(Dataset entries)
********************

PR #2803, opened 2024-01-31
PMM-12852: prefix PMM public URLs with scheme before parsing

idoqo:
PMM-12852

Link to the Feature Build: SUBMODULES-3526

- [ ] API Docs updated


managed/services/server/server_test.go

********************

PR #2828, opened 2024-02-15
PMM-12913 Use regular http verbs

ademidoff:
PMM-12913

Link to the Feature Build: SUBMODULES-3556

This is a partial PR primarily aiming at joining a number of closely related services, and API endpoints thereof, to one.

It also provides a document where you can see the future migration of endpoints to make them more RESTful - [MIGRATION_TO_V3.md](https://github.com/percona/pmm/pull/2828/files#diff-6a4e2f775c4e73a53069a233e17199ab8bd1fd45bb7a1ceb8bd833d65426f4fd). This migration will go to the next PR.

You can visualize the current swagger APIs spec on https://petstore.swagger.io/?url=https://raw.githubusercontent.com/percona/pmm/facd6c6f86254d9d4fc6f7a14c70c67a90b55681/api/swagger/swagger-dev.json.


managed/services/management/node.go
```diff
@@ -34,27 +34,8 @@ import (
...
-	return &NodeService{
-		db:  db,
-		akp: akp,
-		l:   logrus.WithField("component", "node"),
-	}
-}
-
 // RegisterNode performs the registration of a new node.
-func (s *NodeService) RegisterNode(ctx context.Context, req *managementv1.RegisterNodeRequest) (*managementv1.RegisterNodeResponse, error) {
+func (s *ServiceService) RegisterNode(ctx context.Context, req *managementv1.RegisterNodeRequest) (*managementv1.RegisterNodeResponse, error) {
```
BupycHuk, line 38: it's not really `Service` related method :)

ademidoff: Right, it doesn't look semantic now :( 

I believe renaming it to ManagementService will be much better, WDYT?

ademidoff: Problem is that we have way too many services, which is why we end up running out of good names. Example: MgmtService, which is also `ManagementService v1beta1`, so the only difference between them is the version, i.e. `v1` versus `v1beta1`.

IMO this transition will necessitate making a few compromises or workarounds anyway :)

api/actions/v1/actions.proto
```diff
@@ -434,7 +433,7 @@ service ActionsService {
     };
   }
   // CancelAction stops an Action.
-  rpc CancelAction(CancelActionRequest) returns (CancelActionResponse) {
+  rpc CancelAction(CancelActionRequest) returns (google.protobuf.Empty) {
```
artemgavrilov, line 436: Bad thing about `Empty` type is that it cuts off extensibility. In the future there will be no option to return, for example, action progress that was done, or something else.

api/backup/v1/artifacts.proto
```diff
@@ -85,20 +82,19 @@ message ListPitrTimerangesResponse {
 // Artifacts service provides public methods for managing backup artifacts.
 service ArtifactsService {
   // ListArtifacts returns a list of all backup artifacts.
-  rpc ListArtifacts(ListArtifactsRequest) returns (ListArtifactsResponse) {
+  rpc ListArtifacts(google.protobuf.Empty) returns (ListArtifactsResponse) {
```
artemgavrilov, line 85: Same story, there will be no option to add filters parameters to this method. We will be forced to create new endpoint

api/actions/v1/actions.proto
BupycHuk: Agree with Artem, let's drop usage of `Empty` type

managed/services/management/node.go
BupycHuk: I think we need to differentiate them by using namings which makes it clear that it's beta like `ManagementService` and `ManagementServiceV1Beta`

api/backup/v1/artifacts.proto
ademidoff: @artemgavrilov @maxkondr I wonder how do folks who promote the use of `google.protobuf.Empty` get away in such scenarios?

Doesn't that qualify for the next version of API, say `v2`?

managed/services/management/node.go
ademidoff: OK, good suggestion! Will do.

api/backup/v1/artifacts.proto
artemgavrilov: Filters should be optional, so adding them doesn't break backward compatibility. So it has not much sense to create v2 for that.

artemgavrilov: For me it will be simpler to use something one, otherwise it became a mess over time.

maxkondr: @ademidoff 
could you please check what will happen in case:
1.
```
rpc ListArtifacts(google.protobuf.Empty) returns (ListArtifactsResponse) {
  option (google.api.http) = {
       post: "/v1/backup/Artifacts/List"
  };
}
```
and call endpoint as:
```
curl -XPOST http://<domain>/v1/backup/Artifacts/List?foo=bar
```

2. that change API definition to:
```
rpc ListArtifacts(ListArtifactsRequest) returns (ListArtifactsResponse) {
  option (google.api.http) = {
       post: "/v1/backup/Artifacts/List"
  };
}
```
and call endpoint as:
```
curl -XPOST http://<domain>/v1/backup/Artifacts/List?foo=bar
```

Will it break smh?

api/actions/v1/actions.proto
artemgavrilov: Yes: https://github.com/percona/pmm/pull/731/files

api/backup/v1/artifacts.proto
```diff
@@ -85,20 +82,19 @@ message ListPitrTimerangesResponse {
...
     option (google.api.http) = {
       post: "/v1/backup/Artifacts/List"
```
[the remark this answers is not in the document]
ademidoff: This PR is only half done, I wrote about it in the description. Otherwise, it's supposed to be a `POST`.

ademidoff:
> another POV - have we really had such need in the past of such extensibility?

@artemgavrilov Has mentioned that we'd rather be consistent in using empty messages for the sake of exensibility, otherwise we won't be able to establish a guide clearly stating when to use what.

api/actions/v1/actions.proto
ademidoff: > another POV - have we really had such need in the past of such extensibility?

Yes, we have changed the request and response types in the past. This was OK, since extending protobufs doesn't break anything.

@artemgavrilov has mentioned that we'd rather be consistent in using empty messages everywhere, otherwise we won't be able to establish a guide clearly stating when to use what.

********************

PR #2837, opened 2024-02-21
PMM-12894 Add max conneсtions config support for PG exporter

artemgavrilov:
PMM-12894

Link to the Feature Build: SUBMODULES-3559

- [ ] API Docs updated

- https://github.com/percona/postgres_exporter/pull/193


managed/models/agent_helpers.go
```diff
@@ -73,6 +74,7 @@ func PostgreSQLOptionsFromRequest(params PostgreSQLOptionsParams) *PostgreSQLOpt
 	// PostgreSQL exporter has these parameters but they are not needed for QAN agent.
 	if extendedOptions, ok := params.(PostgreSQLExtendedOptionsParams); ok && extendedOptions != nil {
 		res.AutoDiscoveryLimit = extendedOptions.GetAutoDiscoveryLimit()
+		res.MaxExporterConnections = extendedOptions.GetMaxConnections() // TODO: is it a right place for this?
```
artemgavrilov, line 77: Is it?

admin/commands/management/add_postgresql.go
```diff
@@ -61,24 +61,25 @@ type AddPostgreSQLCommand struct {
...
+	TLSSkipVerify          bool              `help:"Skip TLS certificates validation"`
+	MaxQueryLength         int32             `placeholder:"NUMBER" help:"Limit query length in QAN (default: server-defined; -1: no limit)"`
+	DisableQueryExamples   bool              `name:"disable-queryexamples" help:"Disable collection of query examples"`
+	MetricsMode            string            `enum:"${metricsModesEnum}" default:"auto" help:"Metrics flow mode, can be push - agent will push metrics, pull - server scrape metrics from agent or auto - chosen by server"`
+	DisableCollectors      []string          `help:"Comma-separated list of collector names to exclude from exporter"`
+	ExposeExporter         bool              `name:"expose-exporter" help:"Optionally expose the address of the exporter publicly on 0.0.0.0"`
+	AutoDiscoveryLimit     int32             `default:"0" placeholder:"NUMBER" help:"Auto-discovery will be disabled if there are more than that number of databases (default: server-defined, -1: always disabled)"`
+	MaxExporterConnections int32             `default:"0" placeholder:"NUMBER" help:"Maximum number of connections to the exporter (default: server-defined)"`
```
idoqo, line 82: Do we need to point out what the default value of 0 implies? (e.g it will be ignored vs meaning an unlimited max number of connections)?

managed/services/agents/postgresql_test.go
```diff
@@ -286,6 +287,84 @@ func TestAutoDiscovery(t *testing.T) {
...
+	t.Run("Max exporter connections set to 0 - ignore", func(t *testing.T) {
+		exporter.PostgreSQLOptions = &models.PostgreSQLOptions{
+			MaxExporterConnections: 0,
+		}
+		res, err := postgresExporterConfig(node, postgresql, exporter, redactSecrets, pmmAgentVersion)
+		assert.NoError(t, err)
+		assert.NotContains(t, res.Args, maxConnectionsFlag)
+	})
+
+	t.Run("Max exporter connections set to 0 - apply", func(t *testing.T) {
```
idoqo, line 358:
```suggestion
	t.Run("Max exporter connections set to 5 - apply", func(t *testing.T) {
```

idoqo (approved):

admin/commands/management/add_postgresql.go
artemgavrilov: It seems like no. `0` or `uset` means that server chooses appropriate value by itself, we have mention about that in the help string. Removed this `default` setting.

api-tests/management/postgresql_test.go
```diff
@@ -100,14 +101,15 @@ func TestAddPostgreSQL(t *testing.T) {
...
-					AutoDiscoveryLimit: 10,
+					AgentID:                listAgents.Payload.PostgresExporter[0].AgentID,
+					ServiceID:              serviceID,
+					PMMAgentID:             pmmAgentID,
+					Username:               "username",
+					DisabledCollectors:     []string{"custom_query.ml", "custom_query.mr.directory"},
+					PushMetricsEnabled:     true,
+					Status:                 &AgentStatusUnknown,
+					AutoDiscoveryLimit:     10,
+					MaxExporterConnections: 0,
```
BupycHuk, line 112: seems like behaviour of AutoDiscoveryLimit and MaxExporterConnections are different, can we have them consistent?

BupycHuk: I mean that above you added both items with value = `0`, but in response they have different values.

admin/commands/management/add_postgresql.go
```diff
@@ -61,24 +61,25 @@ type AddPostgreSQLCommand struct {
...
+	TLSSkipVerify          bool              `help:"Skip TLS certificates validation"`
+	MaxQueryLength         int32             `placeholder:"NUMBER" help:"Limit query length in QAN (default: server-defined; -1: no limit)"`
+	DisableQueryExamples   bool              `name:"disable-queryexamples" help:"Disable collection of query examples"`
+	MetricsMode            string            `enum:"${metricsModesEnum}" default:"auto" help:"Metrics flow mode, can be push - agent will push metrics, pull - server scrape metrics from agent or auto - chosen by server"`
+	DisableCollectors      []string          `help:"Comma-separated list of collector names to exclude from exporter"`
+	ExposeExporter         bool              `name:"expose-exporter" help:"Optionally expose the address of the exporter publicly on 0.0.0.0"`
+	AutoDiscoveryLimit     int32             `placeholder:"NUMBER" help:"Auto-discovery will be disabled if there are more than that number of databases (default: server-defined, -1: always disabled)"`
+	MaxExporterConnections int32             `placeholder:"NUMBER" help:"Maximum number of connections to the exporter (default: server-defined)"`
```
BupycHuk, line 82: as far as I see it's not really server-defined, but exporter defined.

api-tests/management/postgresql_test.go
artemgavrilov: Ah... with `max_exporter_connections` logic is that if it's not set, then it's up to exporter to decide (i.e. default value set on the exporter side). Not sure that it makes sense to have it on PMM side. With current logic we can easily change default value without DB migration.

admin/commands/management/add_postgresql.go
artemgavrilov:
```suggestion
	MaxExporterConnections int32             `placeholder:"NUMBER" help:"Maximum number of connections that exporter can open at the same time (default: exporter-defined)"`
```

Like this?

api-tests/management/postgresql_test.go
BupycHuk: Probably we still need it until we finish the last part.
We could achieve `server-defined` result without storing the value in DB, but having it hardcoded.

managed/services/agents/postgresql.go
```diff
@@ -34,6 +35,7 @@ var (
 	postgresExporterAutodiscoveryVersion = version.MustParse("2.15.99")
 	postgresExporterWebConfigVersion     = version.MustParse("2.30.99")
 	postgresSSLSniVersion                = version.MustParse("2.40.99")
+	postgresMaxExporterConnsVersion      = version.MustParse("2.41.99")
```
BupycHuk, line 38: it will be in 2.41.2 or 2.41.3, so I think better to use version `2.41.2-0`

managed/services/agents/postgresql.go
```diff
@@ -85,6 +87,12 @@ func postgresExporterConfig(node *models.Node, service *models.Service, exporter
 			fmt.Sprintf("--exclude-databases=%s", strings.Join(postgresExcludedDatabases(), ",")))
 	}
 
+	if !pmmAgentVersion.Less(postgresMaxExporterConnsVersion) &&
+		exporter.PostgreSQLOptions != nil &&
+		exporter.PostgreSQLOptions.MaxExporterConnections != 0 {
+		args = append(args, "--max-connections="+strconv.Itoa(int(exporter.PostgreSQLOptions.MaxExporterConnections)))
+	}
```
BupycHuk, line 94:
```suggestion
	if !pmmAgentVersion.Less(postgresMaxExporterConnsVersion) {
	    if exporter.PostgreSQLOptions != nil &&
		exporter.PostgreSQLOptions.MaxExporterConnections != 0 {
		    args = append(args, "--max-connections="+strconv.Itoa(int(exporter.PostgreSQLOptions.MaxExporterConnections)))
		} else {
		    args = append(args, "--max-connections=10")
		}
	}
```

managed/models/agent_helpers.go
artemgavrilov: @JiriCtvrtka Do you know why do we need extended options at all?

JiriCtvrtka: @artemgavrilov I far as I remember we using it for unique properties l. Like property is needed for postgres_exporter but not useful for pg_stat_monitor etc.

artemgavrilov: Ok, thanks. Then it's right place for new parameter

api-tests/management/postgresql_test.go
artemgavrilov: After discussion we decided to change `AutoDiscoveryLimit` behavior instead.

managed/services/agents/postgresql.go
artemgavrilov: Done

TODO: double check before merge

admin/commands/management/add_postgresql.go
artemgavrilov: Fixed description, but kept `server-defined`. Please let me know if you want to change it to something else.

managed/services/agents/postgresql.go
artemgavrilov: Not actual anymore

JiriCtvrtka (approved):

********************

◆ WORK TO COMPLETE ◆
Wherever the string "something" appears in a line of the records above, copy that line.

◆ TASK RESPONSE ◆
artemgavrilov, line 436: Bad thing about `Empty` type is that it cuts off extensibility. In the future there will be no option to return, for example, action progress that was done, or something else.
artemgavrilov: For me it will be simpler to use something one, otherwise it became a mess over time.
artemgavrilov: Fixed description, but kept `server-defined`. Please let me know if you want to change it to something else.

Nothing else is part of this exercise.